Regulatory Biology Laboratory (A.C., T. Lin, T. Le, C.L., S.P.), Salk Institute for Biological Studies, La Jolla, CA.
Department of Nutrition and Integrative Physiology, University of Utah, Salt Lake City (A.C.).
Arterioscler Thromb Vasc Biol. 2024 Sep;44(9):2069-2087. doi: 10.1161/ATVBAHA.124.320998. Epub 2024 Aug 1.
Dyslipidemia increases cardiovascular disease risk, the leading cause of death worldwide. Under time-restricted feeding (TRF), wherein food intake is restricted to a consistent window of <12 hours, weight gain, glucose intolerance, inflammation, dyslipidemia, and hypercholesterolemia are all reduced in mice fed an obesogenic diet. LDLR (low-density lipoprotein receptor) mutations are a major cause of familial hypercholesterolemia and early-onset cardiovascular disease.
We subjected benchmark preclinical models, mice lacking LDLR-knockout or ApoE knockout to ad libitum feeding of an isocaloric atherogenic diet either ad libitum or 9 hours TRF for up to 13 weeks and assessed disease development, mechanism, and global changes in hepatic gene expression and plasma lipids. In a regression model, a subset of LDLR-knockout mice were ad libitum fed and then subject to TRF.
TRF could significantly attenuate weight gain, hypercholesterolemia, and atherosclerosis in mice lacking the LDLR-knockout mice under experimental conditions of both prevention and regression. In LDLR-knockout mice, increased hepatic expression of genes mediating β-oxidation during fasting is associated with reduced VLDL (very-low-density lipoprotein) secretion and lipid accumulation. Additionally, increased sterol catabolism coupled with fecal loss of cholesterol and bile acids contributes to the atheroprotective effect of TRF. Finally, TRF alone or combined with a cholesterol-free diet can reduce atherosclerosis in LDLR-knockout mice. However, mice lacking ApoE, which is an important protein for hepatic lipoprotein reuptake do not respond to TRF.

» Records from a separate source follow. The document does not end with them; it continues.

PR #260, opened 2025-04-09
[Downstream change][LV] Partially block upstream code causing 'Verification Error' on Grace

pawosm-arm:
Downstream issue: #259

PR #335, opened 2025-05-16
Remove workaround for Grace "Verification Error"

dcandler:
#260 applied a downstream change to fix a Grace bug with LLVM 20.1. The upstream fix for the same bug has now been merged in commit 0e50aeaa8a4720656f6cc8b7e267aca07779bd63. This also added new tests, which currently do not give the expected output due to the downstream modifications.

Since the backported upstream fix makes the downstream workaround unecessary, this patch removes the downstream changes and restores the files to match upstream.

Removes downstream issue: #259

### DIFF
--- a/llvm/lib/Analysis/IVDescriptors.cpp
+++ b/llvm/lib/Analysis/IVDescriptors.cpp
@@ -985,7 +985,6 @@ bool RecurrenceDescriptor::isReductionPHI(PHINode *Phi, Loop *TheLoop,
                       << *Phi << "\n");
     return true;
   }
-#if 0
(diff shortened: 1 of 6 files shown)


pawosm-arm (approved):
The reverted chances to the test files were reautogenerated. I assume you did the same to get the test files which actually pass.

dcandler:
The tests had already been updated for the upstream fix in 91a3f14d9497b761258d9358c31215ac29969dca (merged as 1a8041eff4db78a493556ffb0704588ec90d61a4) so there was no need to generate them again. With the downstream modifications removed, all the tests passed.

PR #339, opened 2025-05-20
[ATfE] Fix and re-enable package test on MacOS

pratlucas:
The package test implementation curretly relies on using the CMake `tar`
command to unpack the toolchain for testing. As this CMake command is
not able to handle .dmg image files, the package test was disabled
temporarily on MacOS platforms.
This change implements an alternative way to unpack the toolchain .dmg
file for testing on MacOS. It introduces a new `extract_dmg.sh` script
that makes use of the `hdiutil` program to extract the contents
correctly. With the fix in place, this change also re-enables the
package tests on MacOS platforms.

### DIFF
--- a/arm-software/embedded/CMakeLists.txt
+++ b/arm-software/embedded/CMakeLists.txt
@@ -887,13 +887,23 @@ add_custom_target(
     COMMAND "${CMAKE_COMMAND}" -E rm -rf unpack
     COMMAND "${CMAKE_COMMAND}" -E make_directory unpack
 )
-add_custom_target(
-    unpack-llvm-toolchain
-    COMMAND "${CMAKE_COMMAND}" -E tar x ${package_filepath}
-    DEPENDS ${package_filepath}
-    USES_TERMINAL
-    WORKING_DIRECTORY unpack
-)
+if(package_filename_extension STREQUAL ".dmg")
+    add_custom_target(
+        unpack-llvm-toolchain
+        COMMAND ${CMAKE_CURRENT_SOURCE_DIR}/scripts/extract_dmg.sh ${package_filepath} ${PACKAGE_FILE_NAME}
+        DEPENDS ${package_filepath}
+        USES_TERMINAL
+        WORKING_DIRECTORY unpack
+    )
+else()
+    add_custom_target(
+        unpack-llvm-toolchain
+        COMMAND "${CMAKE_COMMAND}" -E tar x ${package_filepath}
+        DEPENDS ${package_filepath}
+        USES_TERMINAL
+        WORKING_DIRECTORY unpack
+    )
+endif()
 add_dependencies(
     unpack-llvm-toolchain
     clear-unpack-directory
@@ -905,16 +915,7 @@ add_dependencies(check-llvm-toolchain check-${LLVM_TOOLCHAIN_C_LIBRARY})
 add_dependencies(check-llvm-toolchain check-compiler-rt)
 add_subdirectory(test)
 add_dependencies(check-llvm-toolchain check-llvm-toolchain-lit)
-
-# The package tests currently only support tar and zip, so don't
-# attempt to run them on other formats, such as dmg with macOS.
-# A dummy check-package-llvm-toolchain target is still
-# required for the test.sh script.
-if(package_filename_extension STREQUAL ".tar.xz" OR package_filename_extension STREQUAL ".zip")
-    add_subdirectory(packagetest)
-else()
-    add_custom_target(check-package-llvm-toolchain)
-endif()
+add_subdirectory(packagetest)
 
 if(LLVM_TOOLCHAIN_CROSS_BUILD_MINGW)
     find_program(MINGW_C_EXECUTABLE x86_64-w64-mingw32-gcc-posix REQUIRED)
--- a/arm-software/embedded/CMakeLists.txt
+++ b/arm-software/embedded/CMakeLists.txt
@@ -888,6 +888,8 @@ add_custom_target(
     COMMAND "${CMAKE_COMMAND}" -E make_directory unpack
 )
 if(package_filename_extension STREQUAL ".dmg")
+    # Extract only the toolchain directory from the .dmg file in ${package_filepath},
+    # as the image also includes a symlink to the "Applications" directory.
     add_custom_target(
         unpack-llvm-toolchain
         COMMAND ${CMAKE_CURRENT_SOURCE_DIR}/scripts/extract_dmg.sh ${package_filepath} ${PACKAGE_FILE_NAME}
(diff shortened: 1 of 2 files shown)


arm-software/embedded/CMakeLists.txt
```diff
@@ -887,13 +887,23 @@ add_custom_target(
...
-    unpack-llvm-toolchain
-    COMMAND "${CMAKE_COMMAND}" -E tar x ${package_filepath}
-    DEPENDS ${package_filepath}
-    USES_TERMINAL
-    WORKING_DIRECTORY unpack
-)
+if(package_filename_extension STREQUAL ".dmg")
+    add_custom_target(
+        unpack-llvm-toolchain
+        COMMAND ${CMAKE_CURRENT_SOURCE_DIR}/scripts/extract_dmg.sh ${package_filepath} ${PACKAGE_FILE_NAME}
```
statham-arm, line 893: This command line took me some head-scratching to make sense of. From the script below, `$1` is the .dmg file to unpack, and `$2` is a glob pattern? So we're extracting only one thing from the archive and it's called `${PACKAGE_FILE_NAME}`? I guess that must be a top-level directory inside the .dmg containing the rest of the distribution?

arm-software/embedded/scripts/extract_dmg.sh
```diff
@@ -0,0 +1,40 @@
...
+    exit 1
+fi
+
+DMG_PATH="${1}"
+PATTERN_TO_EXTRACT="${2:-"*"}"
+DST_DIR="${3:-"."}"
+
+if command -v hdiutil > /dev/null; then
+    ATTACH_OUTPUT=$( hdiutil attach -nobrowse -readonly "${DMG_PATH}" )
+    MOUNT_PATH=$( echo "${ATTACH_OUTPUT}" | grep '/Volumes/' | sed -r 's/.*(\/Volumes\/.*)/\1/' )
```
statham-arm, line 30: Tiny sed tip: if your regex wants to match things with `/` in it, it's easier to read if you don't also use `/` as the delimiter. You can write e.g. `sed -r 's!.*(/Volumes/.*)!\1!'` and then you don't have quite so many toothpicks scattered around.

arm-software/embedded/scripts/extract_dmg.sh
```diff
@@ -0,0 +1,40 @@
...
+    echo "usage: ${0} <path_to_dmg> [<glob_pattern_to_extract>] [<dst_dir>]"
+    exit 1
+fi
+
+DMG_PATH="${1}"
+PATTERN_TO_EXTRACT="${2:-"*"}"
+DST_DIR="${3:-"."}"
+
+if command -v hdiutil > /dev/null; then
+    ATTACH_OUTPUT=$( hdiutil attach -nobrowse -readonly "${DMG_PATH}" )
```
statham-arm, line 29: It's difficult to review this without knowing what the output of `hdiutil attach` typically looks like. Can you show an example? (In a reply here will do – I won't insist on it being a comment in the script, unless you think that's a good idea yourself.)

arm-software/embedded/scripts/extract_dmg.sh
```diff
@@ -0,0 +1,40 @@
...
+    MOUNT_PATH=$( echo "${ATTACH_OUTPUT}" | grep '/Volumes/' | sed -r 's/.*(\/Volumes\/.*)/\1/' )
+    if [[ -z "${MOUNT_PATH}" ]]; then
+        >&2 echo "ERROR: Path to mounted volume not found."
+        exit 1
+    fi
+    cp -R "${MOUNT_PATH}"/${PATTERN_TO_EXTRACT} .
```
statham-arm, line 35: What happens if one of these commands fails? You're not checking the return code of any of them. I _presume_ that if `hdiutil attach` fails then it won't print output matching your regex, so the failure will be detected, but if `cp -R` doesn't work (e.g. because the destination disk has filled up), then the following `hdiutil detach` (assuming it succeeds) will mask the failure by resetting `$?` to 0 before exiting the script.

The usual advice is `set -e` so that the first failing command terminates the script. But in this case I think you probably _do_ still want to do the `hdiutil detach`, because mounting a thing and then forgetting to umount it is also bad error-handling behaviour. I think I'd do something like
```
cp -R "${MOUNT_PATH}"/${PATTERN_TO_EXTRACT} .
exitcode=$?
hdiutil detach "${MOUNT_PATH}" && exit $?
```
which will still _run_ the detach, but then propagate the exit code from the cp.

arm-software/embedded/CMakeLists.txt
pratlucas: That's correct. The .dmg file contains an extra symlink to the `Applications` directory, which is there for the drag-and-drop installation experience on Macs, so simply extracting all of the image's contents is probably not the best approach.

arm-software/embedded/scripts/extract_dmg.sh
```diff
@@ -27,13 +27,19 @@ DST_DIR="${3:-"."}"
 
 if command -v hdiutil > /dev/null; then
     ATTACH_OUTPUT=$( hdiutil attach -nobrowse -readonly "${DMG_PATH}" )
-    MOUNT_PATH=$( echo "${ATTACH_OUTPUT}" | grep '/Volumes/' | sed -r 's/.*(\/Volumes\/.*)/\1/' )
+    # The output of `hdiutil attach` includes a description of the mounted
+    # volumes with their corresponding mount path. E.g.:
+    # /dev/disk4     GUID_partition_scheme
+    # /dev/disk4s1   EFI
+    # /dev/disk4s2   Apple_HFS              /Volumes/ATfE-21.0.0-pre-Darwin-universal
```
statham-arm, line 34: Hmmm. So the output doesn't explicitly tell you _which_ mounted volume corresponds to the specific .dmg you mounted using this command? It just lists _all_ currently mounted things, and expects you to be able to guess which is the one you're interested in?

Suppose you had another .dmg mounted already when this script ran. (Maybe because another CI job is running in parallel, or maybe because some failure left a previous .dmg mounted.) It sounds as if you'd find _two_ entries in the output from `hdiutil` with `/Volumes/` in them, and nothing to tell you which one was the right one?

Perhaps that's worth a safety precaution. If the grep+sed that constructs `MOUNT_PATH` gives more than one output, I think it would be safer to fail with an error message than to proceed anyway with what might be totally the wrong path.

pratlucas: No, it only includes the mounted volumes that correspond to the .dmg file included in the command. Because of the Mac's internals it turns out that that corresponds to more than one concrete mount, but only one of them maps to a directory under `/Volumes`.
I'll update the comment to be clearer on this detail.

statham-arm: If all three of those output lines are referring to this .dmg file, then that sounds as if every .dmg used for software distribution has an EFI boot partition that never gets used? That's bizarre!

statham-arm (approved):

PR #340, opened 2025-05-21
elf2bin: fix RTTI-related build failure under clang.

statham-arm:
elf2bin depends on the LLVM supporting libraries, which are built without RTTI. So it must also be built without RTTI, to avoid a link failure when the RTTI for `Elf2BinOptTable` tried to refer to the RTTI for its base classes in `libLLVMOption` and didn't find it.

I had intended to turn off RTTI in all our builds, by writing an if statement that knew the gcc option -fno-rtti and the MSVC option /GR-. But I put the wrong condition in the if, and only enabled -fno-rtti for gcc itself, not for all compilers with gcc-compatible command lines. So when building with clang, RTTI was enabled in elf2bin, and the link failed.

### DIFF
--- a/arm-software/shared/elf2bin/CMakeLists.txt
+++ b/arm-software/shared/elf2bin/CMakeLists.txt
@@ -7,6 +7,10 @@
 # SPDX-License-Identifier: Apache-2.0 WITH LLVM-exception
 #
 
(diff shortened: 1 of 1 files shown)


dcandler (approved):
LGTM

PR #341, opened 2025-05-21
Add elf2bin to the build via LLVM_EXTERNAL_PROJECTS

statham-arm:
Adding it directly via `add_subdirectory` meant that it was built, but not installed as part of the overall toolchain package, because I hadn't manually included a cmake `install` command.

I'd expected that `add_llvm_tool` would set up installation automatically. But in fact it only does that if the tool is on the list in `LLVM_TOOLCHAIN_TOOLS`. Worse, if the installation targets aren't set up by the time the main LLVM cmake setup finishes running, then adding the tool to `LLVM_DISTRIBUTION_COMPONENTS` causes another error, because the end of the LLVM cmake setup tries to add dependencies to all those targets. So calling `add_subdirectory` after LLVM installation finishes is simply too late. You need to arrange that elf2bin's `CMakeLists.txt` is invoked _during_ LLVM configuration.

`LLVM_EXTERNAL_PROJECTS` seems to be the LLVM cmake setup's escape hatch for downstreams to add extra things that aren't in the upstream tree. Configuring elf2bin in that before involving LLVM's cmake setup, instead of using `add_subdirectory` afterwards, does the right thing.

We still need to add elf2bin to `LLVM_TOOLCHAIN_TOOLS` to make the install targets exist, and add it to `LLVM_DISTRIBUTION_COMPONENTS` to make it one of the tools ATfE includes in the distribution package.

A nice side effect is that now that `elf2bin/CMakeLists.txt` is called _from_ the LLVM main cmake setup, we don't have to manually import as many of LLVM's cmake definitions – they're already in scope automatically.

### DIFF
--- a/arm-software/embedded/CMakeLists.txt
+++ b/arm-software/embedded/CMakeLists.txt
@@ -204,6 +204,7 @@ set(LLVM_DISTRIBUTION_COMPONENTS
     clang-resource-headers
     clang
     dsymutil
+    elf2bin
     lld
     llvm-ar
     llvm-config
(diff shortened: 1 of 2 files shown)


dcandler (approved):
LGTM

In a preclinical animal model, TRF is effective in both the prevention and regression of atherosclerosis in LDLR knockout mice. The results suggest TRF alone or in combination with a low-cholesterol diet can be a lifestyle intervention for reducing cardiovascular disease risk in humans.
血脂异常会增加心血管疾病的风险,这是全球范围内的主要致死原因。在限时进食(TRF)中,即限制在 12 小时内进食,喂食致肥胖饮食的小鼠体重增加、葡萄糖耐量降低、炎症、血脂异常和高胆固醇血症均会减少。LDLR(低密度脂蛋白受体)突变是家族性高胆固醇血症和早发性心血管疾病的主要原因。
我们对基准临床前模型进行了研究,即缺乏 LDLR 基因敲除或 ApoE 基因敲除的小鼠,给予等热量的致动脉粥样硬化饮食,自由进食或限时进食 9 小时,持续长达 13 周,评估疾病发展、机制以及肝脏基因表达和血浆脂质的整体变化。在回归模型中,一部分 LDLR 基因敲除的小鼠进行自由进食,然后进行限时进食。
TRF 可显著减轻缺乏 LDLR 基因敲除小鼠在实验条件下的体重增加、高胆固醇血症和动脉粥样硬化。在 LDLR 基因敲除小鼠中,禁食期间介导β-氧化的基因在肝脏中的表达增加与 VLDL(极低密度脂蛋白)分泌和脂质积累减少有关。此外,固醇分解代谢增加,加上胆固醇和胆汁酸的粪便丢失,有助于 TRF 的抗动脉粥样硬化作用。最后,TRF 单独或与无胆固醇饮食联合使用可减少 LDLR 基因敲除小鼠的动脉粥样硬化。但是,缺乏 ApoE 的小鼠则不会对 TRF 产生反应,ApoE 是肝脏脂蛋白再摄取的重要蛋白。
在临床前动物模型中,TRF 对 LDLR 基因敲除小鼠的动脉粥样硬化的预防和逆转均有效。结果表明,TRF 单独或与低胆固醇饮食联合使用可能是降低人类心血管疾病风险的生活方式干预措施。